What the task asks:
An exact, line-by-line copy is needed, beginning at the line with "these bits in?" and ending at the last line of the listing below.
● ● ● ●
PR #108, opened 2020-10-22
fix #87 hostname shouldn't be written in server.IP field

### LINKED ISSUE #87: [BUG] Serilog event using host name instead of server IP
**ECS schema version (e.g. 1.4.0)**: 1.5.0

**ECS .NET assembly version (e.g. 1.4.2)**: 1.5.1 (Elastic.CommonSchema.Serilog)

**Elasticsearch version (if applicable)**: 7.4.0

**.NET framework / OS**: .NET Core 3.1 / macOS

When a request event contains a host name, it is used to override the server IP. The field server.ip is then invalid according to the ECS schema and the event cannot be indexed into Elasticsearch ("failed to parse field [server.ip] of type [ip]"). Since the field contained a valid IP before being overridden (at least with .NET Core) the expected behavior would be not to override it.

There might be some use cases I am not seeing here but at least using ASP.NET Core this cannot seem to work. The IP is overridden here: https://github.com/elastic/ecs-dotnet/blob/master/src/Elastic.CommonSchema.Serilog/LogEventConverter.cs#L195 with a value that comes from here: https://github.com/dotnet/aspnetcore/blob/5b2f3fb5f7f24ac3e91c5150a55cc411b2b36b76/src/Hosting/Hosting/src/Internal/HostingRequestStartingLog.cs#L33. For .NET Core using a HttpContextAcessor this IP is already set here and the value seems correct: https://github.com/elastic/ecs-dotnet/blob/master/src/Elastic.CommonSchema.Serilog/Http/HttpContextAccessorAdapter.cs#L133. So this might be a fix made for another framework. I don't have visibility on that.

**Steps to reproduce**:
 1. It works on a simple ASP.NET project so do a `dotnet new web` then add Elastic.CommonSchema.Serilog
 2. Setup a `EcsTextFormatterConfiguration` with `MapHttpContext`
 3. `dotnet run`
4. `curl localhost:5000` => The log line from `Microsoft.AspNetCore.Hosting.Diagnostics` should contain a `server.ip = localhost:5000` instead of an IP address

serdarkalayci:
Writing hostname to the IP field creates logs like the one below:

{"@timestamp":"2020-10-21T14:02:51.7698395+03:00","log.level":"Information","message":"Request starting HTTP/1.1 GET http://10.132.4.163:5111/readiness ","_metadata":{"message_template":"{HostingRequestStartingLog:l}","protocol":"HTTP/1.1","method":"GET","content_type":null,"content_length":null,"scheme":"http","path_base":"","path":"/readiness","query_string":"","hosting_request_starting_log":"Request starting HTTP/1.1 GET http://10.132.4.163:5111/readiness ","event_id":{"id":1},"request_id":"0HM3LHKKTLRML:00000001","request_path":"/readiness","span_id":"|3d1c3928-4b1f17b80024b28b.","trace_id":"3d1c3928-4b1f17b80024b28b","parent_id":"","connection_id":"0HM3LHKKTLRML"},"ecs":{"version":"1.5.0"},"event":{"severity":2,"timezone":"GMT+03:00","created":"2020-10-21T14:02:51.7698395+03:00"},"log":{"logger":"Microsoft.AspNetCore.Hosting.Diagnostics","original":null},"process":{"thread":{"id":25},"pid":1,"name":"dotnet","executable":"dotnet"},"server":{"address":"10.132.4.163:5111",**"ip":"10.132.4.163:5111"**}}

which is not parsable as IP
"failed to parse field [server.ip] of type [ip] in document with id '3TwkS3UBbmzuC991IrD5'. Preview of field's value: '10.132.4.163:5111'","caused_by":{"type":"illegal_argument_exception","reason":"'10.132.4.163:5111' is not an IP string literal."}

### DIFF
--- a/src/Elastic.CommonSchema.Serilog/LogEventConverter.cs
+++ b/src/Elastic.CommonSchema.Serilog/LogEventConverter.cs
@@ -194,7 +194,6 @@ namespace Elastic.CommonSchema.Serilog
 
 			var hasHost = e.TryGetScalarPropertyValue(SpecialKeys.Host, out var host);
 			server.Address = hasHost ? host.Value.ToString() : null;
-			server.Ip = hasHost ? host.Value.ToString() : null;
 			return server;
 		}
 


Mpdreamz (approved):
LGTM, host can be an IP but we should treat this as incidental.

Mpdreamz:
@serdarkalayci mind signing the https://www.elastic.co/contributor-agreement so that I may pull these bits in?

Mpdreamz:
Thanks for signing @serdarkalayci (and the fix of course 😄)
● ● ● ●
Exercise answer:
@serdarkalayci mind signing the https://www.elastic.co/contributor-agreement so that I may pull these bits in?

Mpdreamz:
Thanks for signing @serdarkalayci (and the fix of course 😄)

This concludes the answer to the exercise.